# EXERCISE AIM:
Each line below needs to be duplicated without alteration.
----------------------------------------
PR #3826, opened 2025-02-16
Use default flag name when flag is renamed to empty string

### LINKED ISSUE #3818: Browser: can't restore default flag names
Testing on Windows 11, version 25.02. Anki has always behaved this way, as far as I remember.

In the Card Browser, you can rename each flag using the right-click context menu. However, once you rename a flag, there seems to be no way to restore the default name. You can manually enter a name identical to the original, but this won’t use Anki’s default string, meaning it won’t update if there are changes or if you switch the interface language.

A couple of ideas:

1. If a custom name is being used, add a "Restore Original Name" option to the right-click context menu.
2. Revert to the original string if the user clicks "Rename", deletes the custom name, and then confirms the change.

Image

mumtazrifai:
Fixes #3818

Right click on a flag in the browser sidebar > Rename > Delete all of the text > Hit Enter to confirm.
After doing this, Anki will go back to using the default name of the flag, including using the correct translation if the user switches languages.

anki-flags


YukiNagat0:
Python Style Guide suggestion:
https://github.com/ankitects/anki/blob/89b0748be1d981b38e588bad910376bde7aaffd4/qt/aqt/browser/sidebar/tree.py#L456
Change the `if new_name == ""` to `if not new_name `

dae:
Thank you for contributing!

This could be done in a simpler way. Instead of storing a translation, simply delete the entry for that key from the dictionary, so that the default translation is used instead. This would change less code, and ensure the text remains correct when the user switches interface language.

mumtazrifai:
I already do delete the dictionary entry from the `"flagLabels"` config entry here:

https://github.com/ankitects/anki/blob/8380131b4434810030869cbd0146da592f48e739/qt/aqt/flags.py#L67-L74

When I tested it, the flag label did switch to the correct translation after I changed the language, which indicates to me that it is using the default value and not a stored value in the config.

The reason why I also store the translations in `default_flag_names` is to make sure that the displayed name of the flag is updated after the function is called. Though after taking another look it seems like that's unnecessary and I can just call `require_refresh()` to accomplish the same thing.

I hope I correctly understood what you meant! If not please clarify further.

PR #3827, opened 2025-02-17
Debounce mathjax rendering to avoid stalling

### LINKED ISSUE #3803: Implements debouncing in mathjax
When I'm writting mathjax, the editor freeze entirely, which makes it hard to use. I think it should be debounced. That is, when there is some change in the mathjax editor, wait, let's say, one second without any changes before sending it to be displayed. 

This would ensure that at most one rendering request is done per second, instead of asking to render all intermediate steps, most of them not being proper mathjax.

Even if I can blind type and do relatively few typos, having the screen frozen sometime for 10 seconds is frustrating simply because when I type an expression such as
```
[F(\alpha_1,\dots,\alpha_g,\alpha_{g+1}):F]= [F(\alpha_1,\dots,\alpha_g,\alpha_{g+1}):F(\alpha_1,\dots,\alpha_g)][F(\alpha_1,\dots,\alpha_g):F]= [(F(\alpha_1,\dots,\alpha_g))(\alpha_{g+1}):F(\alpha_1,\dots,\alpha_g)][F(\alpha_1,\dots,\alpha_g):F] \le [F(\alpha_{g+1}):F]\prod_{a=1}^g\deg\alpha_a=\alpha_{g+1}\prod_{a=1}^g\deg\alpha_i=\prod_{a=1}^{g+1}\deg\alpha_i
```

I want to do copy/paste a lot instead of retyping everything. And I can't copy anything when the UI is frozen.

iamllama:
Closes #3803

Typing in the mathjax editor causes it to rerender, which can be slow when done per character, given a large enough expression

This pr proposes to debounce rendering to svg by 500ms to avoid stalls


ts/editable/Mathjax.svelte
```diff
@@ -25,13 +25,17 @@ License: GNU AGPL, version 3 or later; http://www.gnu.org/licenses/agpl.html
     import { pageTheme } from "$lib/sveltelib/theme";
 
     import { convertMathjax, unescapeSomeEntities } from "./mathjax";
+    import { ChangeTimer } from "../editor/change-timer";
```
dae, line 28: While not a problem at the moment as we have a single compilation unit, this is introducing a circular dependency. change-timer would be better moved to editable or something like sveltelib.

dae (commented):
Thanks! Just one minor point:

dae:
Thanks :-)

PR #3828, opened 2025-02-18
Cache rendered mathjax to avoid stalling when editing plaintext

iamllama:
#3827 deals with stalling when editing in the richtext editor's mathjax overlay editor. But when the plaintext editor is changed, all the mathjax custom element components are recreated* and thus rerendered on each change.

This can be much slower since now all the mathjax expressions in the field are re-rendered even if none of them were changed

The fix proposed here is to add and use lru-cache (an existing indirect dep) to cache the rendered svg. A max cache size of 10 is chosen to limit memory use, and should account for most normal usecases with <10 mathjax exprs per field

*this seems to have been noted already in https://github.com/ankitects/anki/pull/1502#issuecomment-976590300. it's also why the debouncing within the component has no effect here

### DIFF
--- a/package.json
+++ b/package.json
@@ -75,6 +75,7 @@
         "jquery": "^3.5.1",
         "jquery-ui-dist": "^1.12.1",
         "lodash-es": "^4.17.21",
+        "lru-cache": "^10.2.0",
         "marked": "^5.1.0",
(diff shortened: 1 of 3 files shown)


dae:
LGTM - thank you!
----------------------------------------
# ANSWER SPACE:
PR #3826, opened 2025-02-16
Use default flag name when flag is renamed to empty string

### LINKED ISSUE #3818: Browser: can't restore default flag names
Testing on Windows 11, version 25.02. Anki has always behaved this way, as far as I remember.

In the Card Browser, you can rename each flag using the right-click context menu. However, once you rename a flag, there seems to be no way to restore the default name. You can manually enter a name identical to the original, but this won’t use Anki’s default string, meaning it won’t update if there are changes or if you switch the interface language.

A couple of ideas:

1. If a custom name is being used, add a "Restore Original Name" option to the right-click context menu.
2. Revert to the original string if the user clicks "Rename", deletes the custom name, and then confirms the change.

Image

mumtazrifai:
Fixes #3818

Right click on a flag in the browser sidebar > Rename > Delete all of the text > Hit Enter to confirm.
After doing this, Anki will go back to using the default name of the flag, including using the correct translation if the user switches languages.

anki-flags


YukiNagat0:
Python Style Guide suggestion:
https://github.com/ankitects/anki/blob/89b0748be1d981b38e588bad910376bde7aaffd4/qt/aqt/browser/sidebar/tree.py#L456
Change the `if new_name == ""` to `if not new_name `

dae:
Thank you for contributing!

This could be done in a simpler way. Instead of storing a translation, simply delete the entry for that key from the dictionary, so that the default translation is used instead. This would change less code, and ensure the text remains correct when the user switches interface language.

mumtazrifai:
I already do delete the dictionary entry from the `"flagLabels"` config entry here:

https://github.com/ankitects/anki/blob/8380131b4434810030869cbd0146da592f48e739/qt/aqt/flags.py#L67-L74

When I tested it, the flag label did switch to the correct translation after I changed the language, which indicates to me that it is using the default value and not a stored value in the config.

The reason why I also store the translations in `default_flag_names` is to make sure that the displayed name of the flag is updated after the function is called. Though after taking another look it seems like that's unnecessary and I can just call `require_refresh()` to accomplish the same thing.

I hope I correctly understood what you meant! If not please clarify further.

PR #3827, opened 2025-02-17
Debounce mathjax rendering to avoid stalling

### LINKED ISSUE #3803: Implements debouncing in mathjax
When I'm writting mathjax, the editor freeze entirely, which makes it hard to use. I think it should be debounced. That is, when there is some change in the mathjax editor, wait, let's say, one second without any changes before sending it to be displayed. 

This would ensure that at most one rendering request is done per second, instead of asking to render all intermediate steps, most of them not being proper mathjax.

Even if I can blind type and do relatively few typos, having the screen frozen sometime for 10 seconds is frustrating simply because when I type an expression such as
```
[F(\alpha_1,\dots,\alpha_g,\alpha_{g+1}):F]= [F(\alpha_1,\dots,\alpha_g,\alpha_{g+1}):F(\alpha_1,\dots,\alpha_g)][F(\alpha_1,\dots,\alpha_g):F]= [(F(\alpha_1,\dots,\alpha_g))(\alpha_{g+1}):F(\alpha_1,\dots,\alpha_g)][F(\alpha_1,\dots,\alpha_g):F] \le [F(\alpha_{g+1}):F]\prod_{a=1}^g\deg\alpha_a=\alpha_{g+1}\prod_{a=1}^g\deg\alpha_i=\prod_{a=1}^{g+1}\deg\alpha_i
```

I want to do copy/paste a lot instead of retyping everything. And I can't copy anything when the UI is frozen.

iamllama:
Closes #3803

Typing in the mathjax editor causes it to rerender, which can be slow when done per character, given a large enough expression

This pr proposes to debounce rendering to svg by 500ms to avoid stalls


ts/editable/Mathjax.svelte
```diff
@@ -25,13 +25,17 @@ License: GNU AGPL, version 3 or later; http://www.gnu.org/licenses/agpl.html
     import { pageTheme } from "$lib/sveltelib/theme";
 
     import { convertMathjax, unescapeSomeEntities } from "./mathjax";
+    import { ChangeTimer } from "../editor/change-timer";
```
dae, line 28: While not a problem at the moment as we have a single compilation unit, this is introducing a circular dependency. change-timer would be better moved to editable or something like sveltelib.

dae (commented):
Thanks! Just one minor point:

dae:
Thanks :-)

PR #3828, opened 2025-02-18
Cache rendered mathjax to avoid stalling when editing plaintext

iamllama:
#3827 deals with stalling when editing in the richtext editor's mathjax overlay editor. But when the plaintext editor is changed, all the mathjax custom element components are recreated* and thus rerendered on each change.

This can be much slower since now all the mathjax expressions in the field are re-rendered even if none of them were changed

The fix proposed here is to add and use lru-cache (an existing indirect dep) to cache the rendered svg. A max cache size of 10 is chosen to limit memory use, and should account for most normal usecases with <10 mathjax exprs per field

*this seems to have been noted already in https://github.com/ankitects/anki/pull/1502#issuecomment-976590300. it's also why the debouncing within the component has no effect here

### DIFF
--- a/package.json
+++ b/package.json
@@ -75,6 +75,7 @@
         "jquery": "^3.5.1",
         "jquery-ui-dist": "^1.12.1",
         "lodash-es": "^4.17.21",
+        "lru-cache": "^10.2.0",
         "marked": "^5.1.0",
(diff shortened: 1 of 3 files shown)


dae:
LGTM - thank you!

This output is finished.